■ **Available data**:
===============

PR #684, opened 2015-07-18
BF: Fixed memory leak in QuickBundles.

MarcCote:
This PR fixes a memory leak that was present in `ClusterCentroid` used by the QuickBundles algorithm. The `__dealloc__` function was missing a free statement for a variable. In addition to that, references count of `memoryview` objects were not decremented automatically/correctly when freeing the allocated memory. I found that assigning them to `None` (before freeing the memory) works.

This PR also add a testing tool that retrieves the refcount of a given object type. This tool is used in the new unit test function that check there are no memory leaks in QuickBundles.

### DIFF
--- a/dipy/segment/clusteringspeed.pyx
+++ b/dipy/segment/clusteringspeed.pyx
@@ -120,6 +120,9 @@ cdef class ClustersCentroid(Clusters):
         cdef cnp.npy_intp i
         for i in range(self._nb_clusters):
             free(&(self.centroids[i].features[0, 0]))
+            free(&(self._updated_centroids[i].features[0, 0]))
+            self.centroids[i].features = None  # Necessary to decrease refcount
+            self._updated_centroids[i].features = None  # Necessary to decrease refcount
 
         free(self.centroids)
         self.centroids = NULL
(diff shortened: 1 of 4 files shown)


matthew-brett:
Thanks for doing this.  Is the memoryview problem a Cython bug?    Does it need reporting?

MarcCote:
I wouldn't say it is a bug, it is more related to the way I'm using them. I needed a variable number of memoryviews. In Cython, you can't have pointers of memoryviews so I hacked my way around using a `struct` that has a memorview as attribute.

I'm using `malloc` to allocate memory for those struct of memoryviews and use `free` accordingly. This implies there are no refcount inc/decrements. However, as soon as I assign a memoryview to something, a refcount increment is done. At first, I wasn't award of this so I didn't take the necessary precaution in the `__dealloc__` function. Once I realized that a refcount decrement wasn't done correctly I searched a lot for a Cython function allowing me to decrement the refcount of a memoryview (which doesn't required a pointer because we cannot take the address of a memoryview). I finally found that assigning them to `None` does the trick.

matthew-brett:
Thanks for the explanation.

Garyfallidis:
Good catch! :dancers:

MarcCote:
Thanks to @martcous to bringing this memory leak to my attention in the first place.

===============

■ **Your objective**: Out of the records above, pick each line that contains the string "decrease".

■ **Answer space**:
+            self.centroids[i].features = None  # Necessary to decrease refcount
+            self._updated_centroids[i].features = None  # Necessary to decrease refcount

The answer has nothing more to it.